Наместник внимательно смотрел на него.

– Так что, опасения Синедриона не напрасны, Иуда?

– Может быть. Один Господь знает, чего Он хочет.

– То есть?

– Можешь смеяться, игемон, можешь не верить. Но Иисус – посланник Бога, выполняет Его волю, значит, все свершится так, как угодно Всевышнему.

Повисла пауза.

– Ты правильно заметил, Иуда, я не верю во все это, – резко сказал Пилат. – Меня не интересуют ваши внутренние распри. Мне, как наместнику, важно поддерживать в Иудее мир и порядок, регулярно собирать налоги.

– Не волнуйся, игемон, для власти Рима Иисус не опасен. В его проповедях нет ничего недозволенного, он слишком далек от таких материй, чтобы представлять угрозу Риму.

– Тогда чего так боится первосвященник?

– Мыслей. Речи и действия Иисуса будят мысли и сомнения, заставляют задуматься.

– Ясно. Тогда передай своему другу, чтобы он опасался, священники очень злы и обеспокоены. Вы не боитесь их мести?

– Господь решит его судьбу, мою тоже.

– Безумцы!.. Ладно, как знаешь. Пока не затронуты интересы Рима, это не мое дело.

– Это точно, игемон. Тебе не о чем тревожиться.

– Благодарю за заботу! – с иронией ответил Пилат. – Что ж, если от трапезы ты решительно отказываешься, больше я тебя не задерживаю. Спасибо за беседу.

– Тебе тоже, игемон. Прощай. Благослови тебя Бог.

– Ты призываешь благословение на язычника, Иуда?

– Почему бы нет? Господь милостив. Твое происхождение и статус не мешают мне относиться к тебе с уважением.

– Верно. Надо признать, ты вызываешь у меня такие же чувства. Я рад, что судьба свела нас, хотя обидно, что мы всегда будем по разные стороны. Иди. Пусть твой Бог поможет тебе выбрать верный путь.

– И я молю Его об этом. Прощай, игемон.

С достоинством, как равный, поклонившись наместнику, Иуда вышел.

Он не торопился, шагая по едва освещенным луной улицам, и при ее заходе достиг дома Клеопы. Иисус и остальные с беспокойством ожидали его.

– Ну что? – почти одновременно вырвалось у них, едва он переступил порог дома.

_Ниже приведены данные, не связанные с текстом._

PR #2515, opened 2024-09-27
OCM-11482 | fix: loosen registry regex check

chenz4027:
https://issues.redhat.com/browse/OCM-11484


andreadecorte (approved):
I see that you already have tests on it, so I think we're good on that

chenz4027:
> I see that you already have tests on it, so I think we're good on that

@andreadecorte Yeah before the regex was more strict to only allow ".". Since we don't really restrict the name validation in the backend, cli will align.

PR #534, opened 2019-05-07
Template update - Video has audio alternative

vemolista:
Template update


_rules/video-has-audio-alternative-eac66b.md
```diff
@@ -1,26 +1,29 @@
 ---
 id: eac66b
 name: Video has audio alternative
-rule_type: atomic
+rule_type: composite
```
WilcoFiers: Good catch!

PR #543, opened 2019-05-08
Template update: No keyboard Trap

jkodu:
Template update to new format of ACT Rules.

@vemolista - looks like one of the rules was missed out.


_rules/no-keyboard-trap-80af7b.md
```diff
@@ -48,31 +52,31 @@ _There are no major accessibility support issues known for this rule._
```
WilcoFiers: Remove `## Aggregation Definition` and change the heading levels of Applicability / Expectation

PR #545, opened 2019-05-08
chore: fix frontmatter for atomic rules enumeration

jkodu:
Some keys were wrong as a part of the template updation.


jkodu:
`input_rules` is the correct convention. So closing this PR.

– Все в порядке. Была довольно интересная беседа.

– О чем?

– О тебе, Назарянин. Наместник хотел знать, кто ты, чего от тебя ожидать, почему твое появление вызвало волнения в городе… Не бойся! – прибавил он, увидев, как вздрогнул Иисус. – Пилат не хочет тебя трогать. Пока…

Галилеяне облегченно выдохнули. Иуда внимательно смотрел на друга.

– Наместник предупредил: члены Синедриона очень злы, просят о твоем аресте.

Глаза Иисуса расширились.

– Он пока не собирается выполнять их просьбу, но если ты дашь повод…

– Что тогда?

– Для римлян главное – порядок и покой в провинции. У наместника нет причин защищать тебя.

– Что же делать?

– Вернуться в Галилею, где Синедрион тебя не достанет, либо остаться здесь, но тогда быть готовым ко всему.

– А что бы сделал ты?

– Не важно, что сделал бы я, – жестко ответил Иуда. – Ты сам должен решить.

Воцарилась тишина. Несколько мгновений они мерились взглядами. Потом Иисус опустил глаза.

– Давайте спать, – тихо сказал он. – Завтра возвращаемся в Галилею.